George Osborne promised, during the election, to deliver £10 billion more than it spends by 2020, and use this to pay down the national debt. However, before he stood up on Wednesday, instead of having a surplus of £10 billion, he had a deficit of more than £2 billion.
According to The Guardian, Osborne has a 50 per cent chance of fulfilling his plans to deliver a £10bn surplus on the public finances by 2020, the director of the Institute for Fiscal Studies (IFS) predicts.
Therefore, this is why the budget, announced on Wednesday, is so controversial and has gone so far as to fill the headlines with accusations such as George Osborne targeting the vulnerable with tax plans.

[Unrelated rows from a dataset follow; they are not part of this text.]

PR #162, opened 2020-11-04
Add SpatialSourceAndConverterSubsetter

tischi:
Let me know what you think. 
For my use cases this is working and useful and I would thus like to add it to our playground.
We could write into the description for which cases this will not work, but I don't know enough about the warped and transformed source to be able to judge this myself.


NicoKiaru:
Just on a general level : I'm not against it, but I think that we should try to avoid making this repository much much bigger.

I feel like the goal would be to maintain it in good shape and easy to integrate in other repositories because it is accessible via scijava maven.

Here we originally wanted to have everything as actions as Runnable + demo + GUI in commands. That's already the second class which do not respect this rule.

Why not having a separate repo ( I already have bigdataviewer-biop-tools) for things which are not well settled or where I'm the only current user for some actions ?

I think the goal here is to maintain this repo with minimal core functions. So I'm a bit reluctant to include new classes in the wild.

tischi:
> I think the goal here is to maintain this repo with minimal core functions. So I'm a bit reluctant to include new classes in the wild.

I think we need this functionality (I would even say it is a core functionality), otherwise how do we know which sources to act on in the (right-click) context menu?

> Here we originally wanted to have everything as actions as Runnable + demo + GUI in commands. That's already the second class which do not respect this rule.

As mentioned, I think the Command's are naturally the Runnable's. But I don't understand why all classes inside this repo should be `Runnable`? If a class is subsetting sources I think it should mainly have a function that returns a `List< SourceAndConverter >`, isn' it? But I am happy to add a `run` method, I just don't intellectually understand why this is needed. 

For example here: https://github.com/bigdataviewer/bigdataviewer-playground/blob/1c6c09fc0fe460e4768edea9841b931c28d97364/src/main/java/sc/fiji/bdvpg/sourceandconverter/transform/SourceResampler.java#L60

At first glance, I don't see why we need the run method there.

NicoKiaru:
This is just for convention. I know that for some actions, the run method is useless. Still this is what we decided in the first place. I originally suggested that we use scijava Commands everywhere, but it was decided that we want to be able to use actions independently of scijava Commands. I agreed with that, and we decided to keep actions at the most granular level while using commands for combining actions which would make sense to be executed sequentially.

I agree that the Runnable interface is not necessary in all actions, but then I would tend towards two things:

- either add these functionalities into a complete static helper class (there's one for SourceAndConverter, one for BdvHandle, let's add some if needed)

- or keep the convention, even if it may look stupid. One advantage that I see with the Runnable interface, is that it can be used uniformly in these ClickBehaviour which can be added to BigDataViewer.

I'd rather not have something completely in between a static class and an 'action' : an action which finally has no run method, or something not included in a static helper class.

I tried to stick to the convention so far, and included as much documentation and, demo and tests as I could. I'm clearly more messy in other repos, but it would be nice if we manage to keep this repo consistent and also potentially easy to maintain so without too many classes, trying to keep it slim.

For this particular aspect of subsetter : I would prefer having an extra method in the SourceAndConverterHelper class rather than of a full subsetter class.

This method:
https://github.com/bigdataviewer/bigdataviewer-playground/blob/1c6c09fc0fe460e4768edea9841b931c28d97364/src/main/java/sc/fiji/bdvpg/sourceandconverter/SourceAndConverterUtils.java#L479

Could be renamed with `isSourceAndConverterPIxelBlack`

And then an extra method with the other way of finding if a source is present:

could be named with `isSourceAndConverterInRAI` and implements what you want.

So is then just an extra class, and then the subset can be easily done with it.

In order to have a consistent core repo (I'm clearly much more messy in other repos). But for this base repo, let's try to make as much effort as possible.

tischi:
@NicoKiaru 
I tried to change according to discussion, please have a look.

NicoKiaru:
Cool!

PR #202, opened 2021-04-12
Context menu

tischi:
WIP on making the context menu more configurable


tischi:
@NicoKiaru I don't get the following:

In `SourceAndConverterService` there is this method:

```
   void registerDefaultActions() {
        this.registerAction("Display names", (srcs) -> {
            for (SourceAndConverter src:srcs){
                System.out.println(src.getSpimSource().getName());
            }});

        context().getService(PluginService.class)
                .getPluginsOfType(BdvPlaygroundActionCommand.class)
                .forEach(ci ->
                    registerScijavaCommandInfo(commandService.getCommand(ci.getClassName()))
                );

    }
```

Now, a `BdvPlaygroundActionCommand` does _not_ necessarily implement `Consumer<SourceAndConverter[]>`, however `SourceAndConverterService.getAction( String name )` returns a `Consumer<SourceAndConverter[]>`. How does that work?

NicoKiaru:
> Now, a `BdvPlaygroundActionCommand` does _not_ necessarily implement `Consumer<SourceAndConverter[]>`, however `SourceAndConverterService.getAction( String name )` returns a `Consumer<SourceAndConverter[]>`. How does that work?

I think it does, but then if there's nothing to do with the sources, they are just ignored, like in the expression below:

```
(sources) -> println("Hello")
```

If you look at `registerScijavaCommandInfo`, you'll find this case:

https://github.com/bigdataviewer/bigdataviewer-playground/blob/38bcf4e30ddff1e8b5ef40c8ecf077a9fb54d0b3/src/main/java/sc/fiji/bdvpg/scijava/services/SourceAndConverterService.java#L441-L444

tischi:
OK, I see, you just wrap it into a lambda! Clever 😉 

Should we officially support this like this?

```
    public void registerAction(String actionName, final BdvPlaygroundActionCommand action) {
        registerAction( actionName, (sacs) -> { commandService.run( action.getClass(), true ) ;} );
    }
```

Would that work?

NicoKiaru:
Hmm, not sure finally. It would be preferable to re-use registerScijavaCommandInfo internally. With registerScijavaCommandInfo, the sources are automatically consumed if there's a single compatible input parameter.

NicoKiaru:
You can use this : https://github.com/bigdataviewer/bigdataviewer-playground/blob/38bcf4e30ddff1e8b5ef40c8ecf077a9fb54d0b3/src/main/java/sc/fiji/bdvpg/scijava/services/SourceAndConverterService.java#L461

NicoKiaru:
>     public void registerAction(String actionName, final BdvPlaygroundActionCommand action) {
>         registerAction( actionName, (sacs) -> { commandService.run( action.getClass(), true ) ;} );
>     }

Also here you allow to name it differently from in the actual name of the command, so it's not a good idea.

tischi:
OK! Thanks! Maybe we could put all the context menu stuff into a separate service, to make more clear which methods are related to the context menu?

NicoKiaru:
I wouldn't create another service, but rather refactor the way context menu are created, as you mentioned in the other issue.

tischi:
@NicoKiaru I added a `MinimalBdvCreator`. Could you check whether this would work for you? If yes, maybe we can use this one and you could register the `Behaviours` that you need outside of that class?

NicoKiaru (commented):
I'm really not a fan of this static name field.

tischi:
I changed the static name field back in the latest commit, even tough I am a real fan of it :-)

tischi:
@NicoKiaru This seems to work for me now in MoBIE, I don't think I would need other features for now. Could we merge it?

NicoKiaru:
There are a few conflicts, shouldn't be too problematic. Can you merge master and resolve them ?

tischi:
Now looks good I think.

NicoKiaru:
👍 Merge when you want

PR #215, opened 2021-04-28
Implement SourceAndConverterFromSpimDataCreator

tischi:
@NicoKiaru 

I refactored the code such that we are more flexible in creating SACs from SpimData.

This now also allows separating SAC creation from SAC registration.

Let me know what you think!


NicoKiaru (approved):
I didn't tested it all, but looks right!

NicoKiaru (approved):

Issue #201, opened 2021-03-28
Get rid of all capital letters in Commands!


NicoKiaru:
the macro recorder does not record the case of variable.

So : an input parameter named "numTimePoints" will be recorded "numtimepoints"

That's super annoying - we need to get rid of them, and maybe use a dash convention "numTimepoint" -> "num_timepoints", at least in scijava commands

tischi:
but the macro will still work even if the capitalization is wrong, doesn't it?

NicoKiaru:
ah, the macro probably (I didn't test it). I had issues in groovy.
Here's what I did which annoyed me:
* run the macro recorder
* perform an action with the right click
* use the output from the recorder to run a command with a groovy script : `commandService.run(MyCommand.class, true, "arg1", val1, "arg2", val2)` . This doesn't work because arg1 and arg2 from the recorder are not capitalized, with the command service expects the right capitalization

tischi:
Yes, I know, I have an "issue" about this on the forum already, but I cannot find it right now.
I don't like underscore in Java, I would go for all lower case as a work-around, but I think you should complain in the scijava gitter channel about this, as this is bug, imho.

NicoKiaru:
👍 Let's go for all lower case. Can you link the post to the issue ?

PR #216, opened 2021-04-29
Put command variable parameter to lower case

NicoKiaru:
Ok with that @tischi ? It's what we've decided for the issue #201


tischi:
okidoki!
it's a shame we need to do this though.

There are a number of controversial proposals. First of all, the reductions in personal independence payments (PIP), which the chancellor said would have save £4.4bn over the course of this Parliament, represent actual cuts to disability benefits. Asked by the Guardian about it, David Cameron backs the plan: ‘As the Chancellor said, but I will repeat, we will be discussing this with disability charities and others and make sure we get this right’.
Obviously, the Conservative rebels voiced their concerns as the budget concerns PIP cuts as well as tax giveaways for businesses and higher earners. Former GP Sarah Wollaston tweeted that the government would, “never meet approval for change that would reduce entitlement to PIP at the same time as raising the higher rate tax threshold”.
Second of all, besides the lower corporation tax, another measure considered outrageous by the public is the new sugar tax. The tax on the soft drinks industry is to be introduced in two years’ time, raising £520m a year. This is considered a strategy of social engineering, to encourage the British people to move on to a healthier lifestyle. The money raised through the sugar taxes to be spent on doubling funding for primary school sport in England.
Additionally, in matters of pensions and savings, a new ‘lifetime’ ISA is planned for the under-40s, with government putting in £1 for every £4 saved. People who save a maximum of £4,000 towards a home deposit or retirement will get a £1,000 top-up from the state every year until they turn 50.
In matters of fuel, the duty is said to be frozen at 57.95p, for sixth year in a row. Fuel duty remains the biggest component of the price of diesel and petrol. The budget targets also a frozen duty on beer, cider and spirits, but raised taxes on tobacco products.
However, the ‘Budget for the next generation’ is far from being decided. The Chancellor of the Exchequer needs to present his Budget statement to MP’s in the House of Commons.